• [THE PROBLEM] Write out every entry exactly as it appears.

• [INPUT FOR THIS TASK]
==*==

PR #4016, opened 2020-10-07
No regular and final price in the product resource to compare between them on the frontend

khatriafaz:
Added regular and final price to the product resource so that it is much easier to compare between them on the frontend

**BUGS:**

>The product resource did not include the original price if there was a special price for the product. The PR adds both the original price and the final price to the resource so that it is easier to compare both in the frontend

### DIFF
--- a/packages/Webkul/API/Http/Resources/Catalog/Product.php
+++ b/packages/Webkul/API/Http/Resources/Catalog/Product.php
@@ -30,6 +30,8 @@ class Product extends JsonResource
     public function toArray($request)
     {
         $product = $this->product ? $this->product : $this;
+        
+        $prices = $product->getTypeInstance()->getProductPrices();
 
         return [
             'id'                     => $product->id,
@@ -56,7 +58,8 @@ class Product extends JsonResource
                     $product->getTypeInstance()->haveSpecialPrice(),
                     core()->currency($product->getTypeInstance()->getSpecialPrice())
                 ),
-            'prices'                 => $product->getTypeInstance()->getProductPrices(),
+            'regular_price'           => data_get($prices, 'regular_price.price'),
+            'formatted_regular_price' => data_get($prices, 'regular_price.formated_price'),
             'reviews'                => [
                 'total'          => $total = $this->productReviewHelper->getTotalReviews($product),
                 'total_rating'   => $total ? $this->productReviewHelper->getTotalRating($product) : 0,
--- a/packages/Webkul/API/Http/Resources/Catalog/Product.php
+++ b/packages/Webkul/API/Http/Resources/Catalog/Product.php
@@ -59,7 +59,7 @@ class Product extends JsonResource
                     core()->currency($product->getTypeInstance()->getSpecialPrice())
                 ),
             'regular_price'           => data_get($prices, 'regular_price.price'),
-            'formatted_regular_price' => data_get($prices, 'regular_price.formated_price'),
+            'formated_regular_price' => data_get($prices, 'regular_price.formated_price'),
             'reviews'                => [
                 'total'          => $total = $this->productReviewHelper->getTotalReviews($product),
                 'total_rating'   => $total ? $this->productReviewHelper->getTotalRating($product) : 0,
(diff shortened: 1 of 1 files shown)


packages/Webkul/API/Http/Resources/Catalog/Product.php
```diff
@@ -56,6 +56,7 @@ public function toArray($request)
                     $product->getTypeInstance()->haveSpecialPrice(),
                     core()->currency($product->getTypeInstance()->getSpecialPrice())
                 ),
+            $product->getTypeInstance()->getProductPrices(),
```
devansh-webkul, line 59: Hi,

If you check the code you will see there are `price`, `formatted_price`, etc. are present may  I know what is the need of this again even without any keys.

devansh-webkul (commented):
The Key is already present.

packages/Webkul/API/Http/Resources/Catalog/Product.php
devansh-webkul: At least, if needed please add the key to it.

khatriafaz: Hello Devansh,

Thanks for reviewing. I have added `prices` key to the resource.

The need is that when a product have special price only the special price is returned in the response, thus we don't have the original price in the response.

packages/Webkul/API/Http/Resources/Catalog/Product.php
```diff
@@ -56,7 +56,7 @@ public function toArray($request)
                     $product->getTypeInstance()->haveSpecialPrice(),
                     core()->currency($product->getTypeInstance()->getSpecialPrice())
                 ),
-            $product->getTypeInstance()->getProductPrices(),
+            'prices'                 => $product->getTypeInstance()->getProductPrices(),
```
devansh-webkul, line 59: Hi, I guess you only needed a `regular_price` because a special price is already coming. If you check the pattern there are two keys `special_price` and `formated_special_price`.

I encourage you to follow the consistent pattern and try to add `regular_price` and `formated_regular_price` rather than the whole array.

khatriafaz: Added `regular_price` and `formated_regular_price` keys instead of the whole array

packages/Webkul/API/Http/Resources/Catalog/Product.php
```diff
@@ -56,6 +58,8 @@ public function toArray($request)
                     $product->getTypeInstance()->haveSpecialPrice(),
                     core()->currency($product->getTypeInstance()->getSpecialPrice())
                 ),
+            'regular_price'           => data_get($prices, 'regular_price.price'),
```
devansh-webkul, line 61: Hi @khatriafaz, one last thing can you remove one space from '=>'. So that all are in same line.

khatriafaz: Hi, @devansh-webkul, I have removed unnecessary space from the '=>'.

packages/Webkul/API/Http/Resources/Catalog/Product.php
```diff
@@ -56,6 +58,8 @@ public function toArray($request)
                     $product->getTypeInstance()->haveSpecialPrice(),
                     core()->currency($product->getTypeInstance()->getSpecialPrice())
                 ),
+            'regular_price'          => data_get($prices, 'regular_price.price'),
+            'formated_regular_price' => data_get($prices, 'regular_price.formated_price'),
```
devansh-webkul, line 62: Hi, One more thing i want to add on. The regular price is the need when the product is having special price because if product is not having special price then user can automatically fetch the regular price from the price key.

So, just add `$this->when()` method to both key. You can take reference from the `special_price` and `formated_special_price`.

==*==

• [WRITTEN SOLUTION]
PR #4016, opened 2020-10-07
No regular and final price in the product resource to compare between them on the frontend

khatriafaz:
Added regular and final price to the product resource so that it is much easier to compare between them on the frontend

**BUGS:**

>The product resource did not include the original price if there was a special price for the product. The PR adds both the original price and the final price to the resource so that it is easier to compare both in the frontend

### DIFF
--- a/packages/Webkul/API/Http/Resources/Catalog/Product.php
+++ b/packages/Webkul/API/Http/Resources/Catalog/Product.php
@@ -30,6 +30,8 @@ class Product extends JsonResource
     public function toArray($request)
     {
         $product = $this->product ? $this->product : $this;
+        
+        $prices = $product->getTypeInstance()->getProductPrices();
 
         return [
             'id'                     => $product->id,
@@ -56,7 +58,8 @@ class Product extends JsonResource
                     $product->getTypeInstance()->haveSpecialPrice(),
                     core()->currency($product->getTypeInstance()->getSpecialPrice())
                 ),
-            'prices'                 => $product->getTypeInstance()->getProductPrices(),
+            'regular_price'           => data_get($prices, 'regular_price.price'),
+            'formatted_regular_price' => data_get($prices, 'regular_price.formated_price'),
             'reviews'                => [
                 'total'          => $total = $this->productReviewHelper->getTotalReviews($product),
                 'total_rating'   => $total ? $this->productReviewHelper->getTotalRating($product) : 0,
--- a/packages/Webkul/API/Http/Resources/Catalog/Product.php
+++ b/packages/Webkul/API/Http/Resources/Catalog/Product.php
@@ -59,7 +59,7 @@ class Product extends JsonResource
                     core()->currency($product->getTypeInstance()->getSpecialPrice())
                 ),
             'regular_price'           => data_get($prices, 'regular_price.price'),
-            'formatted_regular_price' => data_get($prices, 'regular_price.formated_price'),
+            'formated_regular_price' => data_get($prices, 'regular_price.formated_price'),
             'reviews'                => [
                 'total'          => $total = $this->productReviewHelper->getTotalReviews($product),
                 'total_rating'   => $total ? $this->productReviewHelper->getTotalRating($product) : 0,
(diff shortened: 1 of 1 files shown)


packages/Webkul/API/Http/Resources/Catalog/Product.php
```diff
@@ -56,6 +56,7 @@ public function toArray($request)
                     $product->getTypeInstance()->haveSpecialPrice(),
                     core()->currency($product->getTypeInstance()->getSpecialPrice())
                 ),
+            $product->getTypeInstance()->getProductPrices(),
```
devansh-webkul, line 59: Hi,

If you check the code you will see there are `price`, `formatted_price`, etc. are present may  I know what is the need of this again even without any keys.

devansh-webkul (commented):
The Key is already present.

packages/Webkul/API/Http/Resources/Catalog/Product.php
devansh-webkul: At least, if needed please add the key to it.

khatriafaz: Hello Devansh,

Thanks for reviewing. I have added `prices` key to the resource.

The need is that when a product have special price only the special price is returned in the response, thus we don't have the original price in the response.

packages/Webkul/API/Http/Resources/Catalog/Product.php
```diff
@@ -56,7 +56,7 @@ public function toArray($request)
                     $product->getTypeInstance()->haveSpecialPrice(),
                     core()->currency($product->getTypeInstance()->getSpecialPrice())
                 ),
-            $product->getTypeInstance()->getProductPrices(),
+            'prices'                 => $product->getTypeInstance()->getProductPrices(),
```
devansh-webkul, line 59: Hi, I guess you only needed a `regular_price` because a special price is already coming. If you check the pattern there are two keys `special_price` and `formated_special_price`.

I encourage you to follow the consistent pattern and try to add `regular_price` and `formated_regular_price` rather than the whole array.

khatriafaz: Added `regular_price` and `formated_regular_price` keys instead of the whole array

packages/Webkul/API/Http/Resources/Catalog/Product.php
```diff
@@ -56,6 +58,8 @@ public function toArray($request)
                     $product->getTypeInstance()->haveSpecialPrice(),
                     core()->currency($product->getTypeInstance()->getSpecialPrice())
                 ),
+            'regular_price'           => data_get($prices, 'regular_price.price'),
```
devansh-webkul, line 61: Hi @khatriafaz, one last thing can you remove one space from '=>'. So that all are in same line.

khatriafaz: Hi, @devansh-webkul, I have removed unnecessary space from the '=>'.

packages/Webkul/API/Http/Resources/Catalog/Product.php
```diff
@@ -56,6 +58,8 @@ public function toArray($request)
                     $product->getTypeInstance()->haveSpecialPrice(),
                     core()->currency($product->getTypeInstance()->getSpecialPrice())
                 ),
+            'regular_price'          => data_get($prices, 'regular_price.price'),
+            'formated_regular_price' => data_get($prices, 'regular_price.formated_price'),
```
devansh-webkul, line 62: Hi, One more thing i want to add on. The regular price is the need when the product is having special price because if product is not having special price then user can automatically fetch the regular price from the price key.

So, just add `$this->when()` method to both key. You can take reference from the `special_price` and `formated_special_price`.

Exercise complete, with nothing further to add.